God Stayed Close to Moses Through Fire Water and Forty Years
From the burning bush to the sea to Sinai, Shemot Rabbah follows Moses as divine nearness finds him in every crisis and stays through every silence.
Table of Contents
The Thornbush Where the Shechinah Waited
Moses is tending sheep in the wilderness when a bush catches fire and does not burn down. He turns aside to look. Shemot Rabbah asks a harder question than the text: where does the divine presence rest when the Temple is gone? Where is the Shechinah when the world is suffering and no sacred space stands?
The answer is the bush. Not a throne room. Not a palace. A low shrub in the wilderness, the kind of plant everyone walks past. The Shechinah is present in the smallest, least dignified place, in the suffering itself, burning without being consumed. If Israel is in pain in Egypt, God is not too exalted to be found there. The bush is the proof: holiness can inhabit affliction without being destroyed by it. Moses must learn this before he can lead anyone out of anything.
A Well Held the Future
Moses flees from Egypt after killing the Egyptian taskmaster. He arrives at a well in Midian and finds women being pushed away from it by shepherds. He stands up for the women and draws water for their flocks. He does not know that one of the women is Zipporah, that he will marry her, that her father will become his father-in-law, that the descendants of this meeting will form part of his story for the rest of his life.
Shemot Rabbah slows down at the well because the rabbis believe that the three great figures of Israel, Abraham, Isaac, and Jacob, all found their wives near water. The well is where futures are made. Moses arrives at his well as a fugitive with blood on his past, and what waits there is not punishment but the beginning of a household. Divine nearness does not only appear at burning bushes. It appears at ordinary water where a stranger does something decent without being asked.
God Preceded Israel Across the Sea
When the sea splits and Israel walks through on dry ground, Shemot Rabbah says God went before them. This is not metaphor. The divine presence led the crossing, entered the water before Israel did, and only when Israel was safely across did the wall of water fall back on the Egyptians. The God who appeared in a lowly bush and waited at a Midianite well also waded into the sea ahead of the people it was rescuing.
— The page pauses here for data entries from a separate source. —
PR #865, opened 2022-09-06
chore: Make search user result return flow (AR-2303)

borichellow:
# What's new in this PR?

Made `SearchUsersUseCase` return `Flow` in case of success, so we can observe its changes
Also removed some useless `suspend` modifications in some funs and useless `UserSearchResult`.

### Issues

During the user search users ConnectionStatus was not updating in run-time.

### Causes (Optional)

Search result was just 1-time response, not Flow that we could observe.

### Solutions

Make `SearchUserResult.Success` contains `Flow<List<OtherUsers>` so we could observe it


logic/src/commonMain/kotlin/com/wire/kalium/logic/data/connection/ConnectionRepository.kt
```diff
@@ -58,11 +57,11 @@ interface ConnectionRepository {
     suspend fun fetchSelfUserConnections(): Either<CoreFailure, Unit>
     suspend fun sendUserConnection(userId: UserId): Either<CoreFailure, Unit>
     suspend fun updateConnectionStatus(userId: UserId, connectionState: ConnectionState): Either<CoreFailure, Connection>
-    suspend fun getConnections(): Either<StorageFailure, Flow<List<ConversationDetails>>>
+    fun getConnections(): Either<StorageFailure, Flow<List<ConversationDetails>>>
     suspend fun insertConnectionFromEvent(event: Event.User.NewConnection): Either<CoreFailure, Unit>
-    suspend fun observeConnectionList(): Flow<List<ConversationDetails>>
```
typfel, line 63: Why are you removing the suspend annotation? It's there for compatibility with JS  since all database operations are async there.

typfel (changes requested):

logic/src/commonTest/kotlin/com/wire/kalium/logic/feature/user/SearchUserDirectoryUseCaseTest.kt
```diff
@@ -1,104 +1,104 @@
...
-                        botService = null,
-                        deleted = false
-                    )
-                }
-            }
-        )
-    }
-
-}
+// import com.wire.kalium.logic.NetworkFailure
```
typfel, line 3: Should be deleted?

PR #874, opened 2022-09-08
chore: adjust mapping of active speakers to be more optimized

alexandreferris:
----

- The **PR Title**

- The **PR Description**
----

# What's new in this PR?

### Issues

Moses sings afterward. The song is not triumphal declaration but a binding: the song cements the covenant between God and Israel across every future generation. Whoever sings it in any generation joins the chorus at the sea. The event becomes eternal through the song, and the song carries the evidence of divine nearness into every mouth that sings it.
One Complete Shabbat
Shemot Rabbah records a tradition: if Israel were to keep one complete, undivided Shabbat, the Messiah would come. The wilderness generation received the manna, which came with its own Shabbat discipline built in. No manna fell on the seventh day. The people had to trust that what they had gathered on the sixth day was enough. They had to stop reaching for more. The Shabbat of the wilderness was not a gift that required nothing of Israel. It was a test of whether they could receive what they had been given without immediately wanting the day's additional portion that was not coming.
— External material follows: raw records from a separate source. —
PR #880, opened 2022-09-09
feat: hard logout option [AR-1653]

saleniuk:
----

- The **PR Title**

- The **PR Description**
----

# What's new in this PR?

### Issues

We need to have the option to choose whether we want to do a hard or soft logout.

### Solutions

Clearing user data extracted to a separate use case, added parameter to choose the logout type.

#### Test Coverage (Optional)

----

----
##### References


logic/src/commonMain/kotlin/com/wire/kalium/logic/data/session/SessionRepository.kt
```diff
@@ -90,7 +90,7 @@ internal class SessionDataSource(
 
     override fun allValidSessions(): Either<StorageFailure, List<AuthSession>> =
         wrapStorageRequest {
-            sessionStorage.allSessions()?.filter { it.value is AuthSessionEntity.Valid }?.values?.toList()
+            sessionStorage.allSessions()?.filter { it.value is AuthSessionEntity.Valid }?.values?.toList()?.ifEmpty { null }
```
mchenani, line 93: here is returning null, but the function return is not nullable, am I missing something here?

logic/src/commonMain/kotlin/com/wire/kalium/logic/feature/UserSessionScope.kt
```diff
@@ -572,15 +574,20 @@ abstract class UserSessionScopeCommon internal constructor(
             userId,
             userDatabaseProvider.metadataDAO
         )
+    val clearUserData: ClearUserDataUseCase
```
mchenani, line 577: can we have this usecase private? I think it would be safer!

logic/src/commonMain/kotlin/com/wire/kalium/logic/feature/auth/ClearUserDataUseCase.kt
```diff
@@ -0,0 +1,51 @@
...
+
+class ClearUserDataUseCaseImpl @Suppress("LongParameterList") constructor(
+    private val userId: QualifiedID,
+    private val authenticatedDataSourceSet: AuthenticatedDataSourceSet,
+    private val clientRepository: ClientRepository,
+    private val mlsClientProvider: MLSClientProvider
+) : ClearUserDataUseCase {
+
+    override suspend operator fun invoke() {
+        clearCrypto()
```
mchenani, line 22: I suggest to validate the user session here, like if it's invalid then clear it! that would be safer.

saleniuk: The use case is private now so it's safer 😄 We shouldn't clear the session there because it's used in the logout so we don't want to remove the session but to to keep it as `Invalid`.

logic/src/commonMain/kotlin/com/wire/kalium/logic/CoreLogic.kt
```diff
@@ -46,6 +46,8 @@ abstract class CoreLogicCommon(
     @Suppress("MemberVisibilityCanBePrivate") // Can be used by other targets like iOS and JS
     abstract fun getSessionScope(userId: UserId): UserSessionScope
 
+    abstract fun deleteSessionScope(userId: UserId) // TODO remove when proper use case is ready
```
MohamadJaara, line 49: i will replace it with a stand alone usecase once my PR is merged

logic/src/commonMain/kotlin/com/wire/kalium/logic/feature/auth/LogoutUseCase.kt
```diff
@@ -1,90 +1,65 @@
...
+        sessionRepository.allValidSessions().onSuccess {
+            val updatedUserId = it.first().session.userId
+            // there is another valid session so switch to that one
+            sessionRepository.updateCurrentSession(updatedUserId)
+            return updatedUserId
         }
+        // there is no other valid session so update current one
+        sessionRepository.updateCurrentSession(userId)
+        return null
     }
```
MohamadJaara, line 61: i suggest letting consuming clients update the current account when it's possible to do so
e.g.
a CLI client can call Logout, Update and delete after each other with no issue
an Android client will execute Logout -> Update current -> navigate somewhere -> delete user stuff 
web can do what ever web does

logic/src/commonMain/kotlin/com/wire/kalium/logic/feature/client/GetOrRegisterClientUseCase.kt
```diff
@@ -0,0 +1,42 @@
...
+class GetOrRegisterClientUseCaseImpl(
+    private val observeCurrentClientId: ObserveCurrentClientIdUseCase,
+    private val selfClients: SelfClientsUseCase,
+    private val registerClient: RegisterClientUseCase,
+    private val clearClientData: ClearClientDataUseCase,
+    private val proteusClient: ProteusClient
+) : GetOrRegisterClientUseCase {
+
+    override suspend fun invoke(registerClientParam: RegisterClientUseCase.RegisterClientParam): RegisterClientResult {
+        val result: RegisterClientResult? = observeCurrentClientId().firstOrNull()?.let { currentClientId ->
```
MohamadJaara, line 21: can be replaced with a function that does not return a flow and remove the firstOrNull()

MohamadJaara (changes requested):
Great work as always 🚀, only small comment about replacing the current client flow

logic/src/commonMain/kotlin/com/wire/kalium/logic/CoreLogic.kt
vitorhugods: Please make sure we call `sessionScope.cancel()` too!
This way we force some of our "lifecycle" tasks to stop too, like CallManager and some Sync stuff.

logic/src/commonMain/kotlin/com/wire/kalium/logic/feature/client/GetOrRegisterClientUseCase.kt
saleniuk: Ok, changed 👌

logic/src/commonMain/kotlin/com/wire/kalium/logic/feature/auth/LogoutUseCase.kt
saleniuk: Ok, changed 👌

logic/src/commonMain/kotlin/com/wire/kalium/logic/CoreLogic.kt
saleniuk: My solution is temporary, as Mo said he works on a proper use case, but I added `.cancel()` to this temporary code

MohamadJaara (approved):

Moses Fasted and the Mountain Answered
Moses spent forty days and forty nights on Sinai without eating or drinking. Then another forty. Then a third forty. One hundred twenty days on the mountain, sustained by something other than bread and water. Shemot Rabbah treats this as a form of testimony: the man who had drawn water from wells, who had stood in the sea, who had eaten manna in the wilderness, could also be sustained for months on divine presence alone. The body that had passed through all that water and fire could also pass through a fast that would have killed anyone moving under only human conditions.